Plaintiff also claims defendant Ibarra falsified a rules violation report against plaintiff, which was later resolved in plaintiff's favor. This allegation does not support a due process claim. With respect to prison disciplinary proceedings, due process requires prison officials to provide the inmate with: (1) a written statement at least 24 hours before the disciplinary hearing that includes the charges, a description of the evidence against the inmate, and an explanation for the disciplinary action taken; (2) an opportunity to present documentary evidence and call witnesses, unless calling witnesses would interfere with institutional security; and (3) legal assistance where the charges are complex or the inmate is illiterate. See Wolff v. McDonnell, 418 U.S. 539, 563-70 (1974). Due process is satisfied where these minimum requirements have been met, see Walker v. Sumner, 14 F.3d 1415, 1420 (9th Cir. 1994), and where there is "some evidence" in the record as a whole which supports the decision of the hearing officer, see Superintendent v. Hill, 472 U.S. 445, 455 (1985). The "some evidence" standard is not particularly stringent and is satisfied where "there is any evidence in the record that could support the conclusion reached." Id. at 455-56. However, a due process claim challenging the loss of good-time credits as a result of an adverse prison disciplinary finding is not cognizable under § 1983 and must be raised by way of habeas corpus. See Blueford v. Prunty, 108 F.3d 251, 255 (9th Cir. 1997).

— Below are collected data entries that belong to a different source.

PR #1351, opened 2020-12-31
Added .NET reference to https://github.com/egramtel/tdsharp

JosXa:


levlam:
There are 2 mentions of `egramtel` in https://github.com/tdlib/td/tree/master/example#using-tdlib-in-c-projects. Main README is supposed to contain only documentation for native interfaces provided by TDLib itself.

JosXa:
Wasn't aware, and makese sense :)

PR #1464, opened 2021-03-25
Fix memory leak of "handlers_" in cpp example

### LINKED ISSUE #1461: When should I erase the key-value in the "handlers" map?
https://github.com/tdlib/td/blob/c6dec21cb691f1a47b2f97f1c2fb4217af6a154d/example/cpp/td_example.cpp#L156-L176

I found that after calling `send_query` with a `handler`, memory will always increase and not decrease, which seems to be directly related to `handlers_`, the example always inserts the key-value into `handlers_` without erasing it.

Is this a bug? When should I erase key-values that are no longer needed? Does `tdlib` guarantee to always reply to me only one `response` after I call `send`? If so, I can erase the key-value after calling the `handler` once.

If this is not a bug, how should I mitigate this problem?

Thanks in advance!

SpriteOvO:
Fix #1461

### DIFF
--- a/example/cpp/td_example.cpp
+++ b/example/cpp/td_example.cpp
@@ -172,6 +172,7 @@ class TdExample {
     auto it = handlers_.find(response.request_id);
     if (it != handlers_.end()) {
       it->second(std::move(response.object));
+      handlers_.erase(it);
     }
   }
 


levlam:
Thanks, @SpriteOvO!

PR #1467, opened 2021-03-27
Use RelWithDebInfo for UWP package

FrayxRulez:
**Why**
Currently the UWP package is built for both `Debug` and `Release` configurations.
This doesn't only double build times, but it also makes really hard to find production issues.

**What**
This PR aims to resolve the problem by building UWP package using `RelWithDebInfo` configuration, that is in fact a `Release` with PDB symbols.


levlam:
RelWithDebInfo can be used on Windows instead of Release, but Debug configuration needs to be kept. Debug configuration is much more suitable for debugging than any Release configuration.

FrayxRulez:
I added `-release_only` flag to build the package using `RelWithDebInfo` configuration.
Omitting the flag with build the usual Debug + Release package.

VChernomYA (approved):

PR #1248, opened 2023-07-25
pkg/exchange: add QueryOpenOrders API for bybit

bailantaotao:


pkg/exchange/bybit/bybitapi/client_test.go
```diff
@@ -57,4 +57,24 @@ func TestClient(t *testing.T) {
...
+			}
+			openOrders, err := req.Do(ctx)
+			assert.NoError(t, err)
+
+			for _, o := range openOrders.List {
+				t.Logf("openOrders: %+v", o)
+			}
+			if len(openOrders.NextPageCursor) == 0 {
+				break
+			}
```
ycdesu, line 76: Looks like we only check the err is nil or not. Could we add other cases, such as verify the `len(openOrders.List)`?

pkg/exchange/bybit/convert.go
```diff
@@ -43,3 +45,123 @@ func toGlobalTicker(stats bybitapi.Ticker, time time.Time) types.Ticker {
...
+
+func hashStringID(s string) uint64 {
+	h := fnv.New64a()
+	h.Write([]byte(s))
+	return h.Sum64()
+}
+
+func isWorking(status bybitapi.OrderStatus) bool {
+	s, _ := toGlobalOrderStatus(status)
+	return s == types.OrderStatusNew || s == types.OrderStatusPartiallyFilled
```
ycdesu, line 166: If you swallow the error, we will never know we receive an unexpected error. You can add a warning log here.

ycdesu (approved):
I have left some minor comments.

pkg/exchange/bybit/convert.go
bailantaotao: Originally, I thought there would only be true or false, so I didn't check for errors. However, I agree with what you said, and I will add checks.

pkg/exchange/bybit/bybitapi/client_test.go
c9s: it's an integration test, so the length of the openOrders.List may vary

pkg/exchange/bybit/bybitapi/get_open_order_request.go
```diff
@@ -0,0 +1,159 @@
...
+import (
+	"github.com/c9s/bbgo/pkg/fixedpoint"
+	"github.com/c9s/bbgo/pkg/types"
+	"github.com/c9s/requestgen"
+)
+
+//go:generate -command GetRequest requestgen -method GET -responseType .APIResponse -responseDataField Result
+//go:generate -command PostRequest requestgen -method POST -responseType .APIResponse -responseDataField Result
+
+type OpenOrders struct {
```
c9s, line 12: Could we rename to OpenOrdersResponse to avoid confusion?

pkg/exchange/bybit/bybitapi/get_open_order_request.go
```diff
@@ -0,0 +1,159 @@
...
+const (
+	OpenOnlyOrder OpenOnly = 0
+)
+
+type Side string
+
+const (
+	SideBuy  Side = "Buy"
+	SideSell Side = "Sell"
+)
```
c9s, line 89: move these to types.go?

pkg/exchange/bybit/bybitapi/get_open_order_request.go
```diff
@@ -0,0 +1,159 @@
...
+	TpslMode           string                     `json:"tpslMode"`
+	TpLimitPrice       string                     `json:"tpLimitPrice"`
+	SlLimitPrice       string                     `json:"slLimitPrice"`
+	PlaceType          string                     `json:"placeType"`
+	CreatedTime        types.MillisecondTimestamp `json:"createdTime"`
+	UpdatedTime        types.MillisecondTimestamp `json:"updatedTime"`
+}
+
+//go:generate GetRequest -url "/v5/order/realtime" -type GetOpenOrderRequest -responseDataType .OpenOrders
+type GetOpenOrderRequest struct {
```
c9s, line 63: since it returns more than one open order, call it `GetOpenOrdersRequest`?

pkg/exchange/bybit/bybitapi/get_open_order_request.go
```diff
@@ -0,0 +1,159 @@
...
+		OrderStatusPartiallyFilled,
+		OrderStatusPartiallyFilledCanceled,
+		OrderStatusFilled,
+		OrderStatusCancelled,
+		OrderStatusUntriggered,
+		OrderStatusTriggered,
+		OrderStatusDeactivated,
+		OrderStatusActive,
+	}
+)
```
c9s, line 137: move these to types.go?

pkg/exchange/bybit/bybitapi/get_open_order_request.go
bailantaotao: ok

gx578007 (approved):

PR #1249, opened 2023-07-26
FEATURE: [bybit] support place order

bailantaotao:


c9s (approved):

pkg/exchange/bybit/exchange.go
```diff
@@ -169,3 +175,82 @@ func (e *Exchange) QueryOpenOrders(ctx context.Context, symbol string) (orders [
 
 	return orders, nil
 }
+
+func (e *Exchange) SubmitOrder(ctx context.Context, order types.SubmitOrder) (*types.Order, error) {
+	if len(order.Market.Symbol) == 0 {
+		log.Warnf("empty symbol, orderClientId: %s", order.ClientOrderID)
+		return nil, fmt.Errorf("empty symbol")
```
c9s, line 182: maybe just:

```
fmt.Errorf("order.Market is required: %+v", order)
```

and remove the warning, because SubmitOrder is a critical operation, we should stop the when error happens

pkg/exchange/bybit/exchange.go
```diff
@@ -169,3 +175,82 @@ func (e *Exchange) QueryOpenOrders(ctx context.Context, symbol string) (orders [
...
+		return nil, err
+	}
+	res, err := req.Do(ctx)
+	if err != nil {
+		return nil, err
+	}
+
+	if len(res.OrderId) == 0 || res.OrderLinkId != order.ClientOrderID {
+		log.Warnf("unexpected response, orderId: %s, orderLinkId: %s, clientOrderId: %s", res.OrderId, res.OrderLinkId, order.ClientOrderID)
+		return nil, fmt.Errorf("unexpected response")
```
c9s, line 239: you can remove the warning and move the warning message to the error message, we can provide more details in the Errorf() call

pkg/exchange/bybit/exchange.go
```diff
@@ -169,3 +175,82 @@ func (e *Exchange) QueryOpenOrders(ctx context.Context, symbol string) (orders [
...
+	}
+
+	timeNow := time.Now()
+	return &types.Order{
```
c9s, line 243: If bybit api does not return the details of the order, maybe we need to query the order again by its order id?

gx578007 (approved):

PR #1255, opened 2023-07-28
FEATURE: [bybit] add query trade api

bailantaotao:


pkg/exchange/bybit/bybitapi/v3/types.go
```diff
@@ -0,0 +1,15 @@
+package v3
+
+type Side string
+
+const (
+	SideBuy  Side = "0"
+	SideSell Side = "1"
```
c9s, line 7: wondering if we can add a new type for parsing bool values like "0", "1", and 0, 1, "true", "false", true, false?

c9s (approved):

pkg/exchange/bybit/bybitapi/v3/types.go
bailantaotao: Considering that the returned parameter is named `IsBuy`, where 0 represents Buyer instead of 1 😵‍💫, I feel it might cause confusion, so I didn't add it.

`isMaker` are the same. 0 = Maker, 1 is Taker

c9s: Got it

c9s (approved):

pkg/exchange/bybit/exchange.go
```diff
@@ -315,3 +319,70 @@ func (e *Exchange) QueryClosedOrders(ctx context.Context, symbol string, since,
...
+QueryTrades queries trades by time range or trade id range.
+If options.StartTime is not specified, you can only query for records in the last 7 days.
+If you want to query for records older than 7 days, options.StartTime is required.
+It supports to query records up to 180 days.
+
+If the orderId is null, fromTradeId is passed, and toTradeId is null, then the result is sorted by
+ticketId in ascend. Otherwise, the result is sorted by ticketId in descend.
+
+** Here includes MakerRebate. If needed, let's discuss how to modify it to return in trade. **
+*/
```
gx578007, line 333: Could you also comment that startTime and endTime are inclusive or exclusive?  That will help a lot!

gx578007 (approved):

PR #1267, opened 2023-08-02
FEATURE: add custom heart beat func to StandardStream

bailantaotao:


pkg/types/stream.go
```diff
@@ -129,10 +134,12 @@ type StandardStreamEmitter interface {
 }
 
 func NewStandardStream() StandardStream {
-	return StandardStream{
+	s := StandardStream{
 		ReconnectC: make(chan struct{}, 1),
 		CloseC:     make(chan struct{}),
 	}
+	s.heartBeat = s.ping(pingInterval)
```
c9s, line 141: I think we still need the under layer ping/pong worker, you should not replace it

PR #1268, opened 2023-08-03
FEATURE: [bybit] implement order book streaming

bailantaotao:
- [x] add test


ycdesu (approved):

pkg/exchange/bybit/types.go
```diff
@@ -21,19 +31,108 @@ type WebSocketEvent struct {
...
+			Volume: ask[1],
+		})
+	}
+
+	return snapshot
+}
+
+const topicSeparator = "."
+
+func genTopicName(in ...interface{}) string {
```
c9s, line 124: can be just `genTopic` ?

pkg/exchange/bybit/types.go
```diff
@@ -21,19 +31,108 @@ type WebSocketEvent struct {
...
+	out := make([]string, len(in))
+	for k, v := range in {
+		out[k] = fmt.Sprintf("%v", v)
+	}
+	return strings.Join(out, topicSeparator)
+}
+
+func getTopicName(topic string) TopicType {
```
c9s, line 132: since the return type is TopicType, how about `getTopicType` ?

pkg/exchange/bybit/types.go
```diff
@@ -21,19 +31,108 @@ type WebSocketEvent struct {
...
+
+// PriceVolumeSlice represents a slice of price and value.
+//
+// index 0 is Bid/Ask price.
+// index 1 is Bid/Ask size. The *delta data* has size=0, which means that all quotations for this price have been filled or cancelled
+type PriceVolumeSlice [2]fixedpoint.Value
+
+type BookEvent struct {
+	// Symbol name
+	S string `json:"s"`
```
c9s, line 85: Field name doesn't have to be abbr, you can use full field name, like:

```
    Symbol string `json:"s"`
```

so that the field name could also explain the purpose of the field.

pkg/exchange/bybit/types.go
```diff
@@ -21,19 +31,108 @@ type WebSocketEvent struct {
...
+	// Bids. For snapshot stream, the element is sorted by price in descending order
+	B []PriceVolumeSlice `json:"b"`
```
c9s, line 87: Can be `Bids`

pkg/exchange/bybit/types.go
```diff
@@ -21,19 +31,108 @@ type WebSocketEvent struct {
...
+	// Asks. For snapshot stream, the element is sorted by price in ascending order
+	A []PriceVolumeSlice `json:"a"`
```
c9s, line 89: and `Asks`

pkg/exchange/bybit/types.go
```diff
@@ -21,19 +31,108 @@ type WebSocketEvent struct {
...
+	// The timestamp (ms) that the system generates the data
+	Ts   types.MillisecondTimestamp `json:"ts"`
+	Data interface{}                `json:"data"`
+}
+
+// PriceVolumeSlice represents a slice of price and value.
+//
+// index 0 is Bid/Ask price.
+// index 1 is Bid/Ask size. The *delta data* has size=0, which means that all quotations for this price have been filled or cancelled
+type PriceVolumeSlice [2]fixedpoint.Value
```
c9s, line 81: use `PriceVolume` to avoid confusion, because we already have some types for this kind of data:

image

c9s (approved):

PR #1274, opened 2023-08-07
FEATURE: [bybit] add balance snapshot event

bailantaotao:


ycdesu (approved):
Nice

pkg/exchange/bybit/stream.go
```diff
@@ -32,7 +32,8 @@ type Stream struct {
 	key, secret string
 	types.StandardStream
 
-	bookEventCallbacks []func(e BookEvent)
+	bookEventCallbacks   []func(e BookEvent)
+	walletEventCallbacks []func(e []*WalletEvent)
```
c9s, line 36: use slice of value?

c9s: oh it's a very large struct, ok let's use pointer LOL

c9s (approved):

pkg/exchange/bybit/stream.go
bailantaotao: Yeah~ that's why I chose him in the end

PR #1299, opened 2023-09-01
pkg/exchange: add time to SliceOrderBook

bailantaotao:
Provide server time if have.

Only Binance does not provide timestamp in initial order book, since the book is fetched from the REST API, which does not include this information. So i left it as time.Time{}.


pkg/cmd/orderbook.go
```diff
@@ -71,9 +71,10 @@ var orderbookCmd = &cobra.Command{
 			}
 
 			if bid, ask, ok := orderBook.BestBidAndAsk(); ok {
-				log.Infof("ASK | %f x %f / %f x %f | BID",
+				log.Infof("ASK | %f x %f / %f x %f | BID | %v",
```
c9s, line 74: %v has performance issue, you can use %s and call time.String() to stringify it

kbearXD (approved):

gx578007 (approved):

In this case, plaintiff does not allege any procedural defects concerning any disciplinary proceeding resulting from the rules violation report written by defendant Ibarra. And because plaintiff was found not guilty of a violation, whether "some evidence" supported a guilty finding is not at issue.
Finally, plaintiff claims defendant Ibarra is responsible for damage to his personal property, specifically a television which was damaged during a cell search conducted by a trainee at defendant Ibarra's direction. This allegation does not support a due process violation based on deprivation of property because adequate post-deprivation remedies are provided by the state by way of the tort claims process. See Zinermon v. Burch, 494 U.S. 113, 129-32 (1990); Hudson v. Palmer, 468 U.S. 517, 533 (1984). A state's post-deprivation remedy may be adequate even though it does not provide relief identical to that available under § 1983. See Hudson, 468 U.S. at 531 n.11.
IV. CONCLUSION
The court finds plaintiff's current allegations are sufficient to state First Amendment retaliation claims against all named defendants. Plaintiff's allegations are also sufficient to state an Eighth Amendment conditions of confinement claim against defendant Zuniga. Plaintiff's allegations do not state any due process claims against any defendant.
Based on the foregoing, the undersigned recommends that defendants' motion to dismiss (ECF No. 30) be denied.
These findings and recommendations are submitted to the United States District Judge assigned to the case, pursuant to the provisions of 28 U.S.C. § 636(b)(1). Within 14 days after being served with these findings and recommendations, any party may file written objections with the court. Responses to objections shall be filed within 14 days after service of objections. Failure to file objections within the specified time may waive the right to appeal. See Martinez v. Ylst, 951 F.2d 1153 (9th Cir. 1991).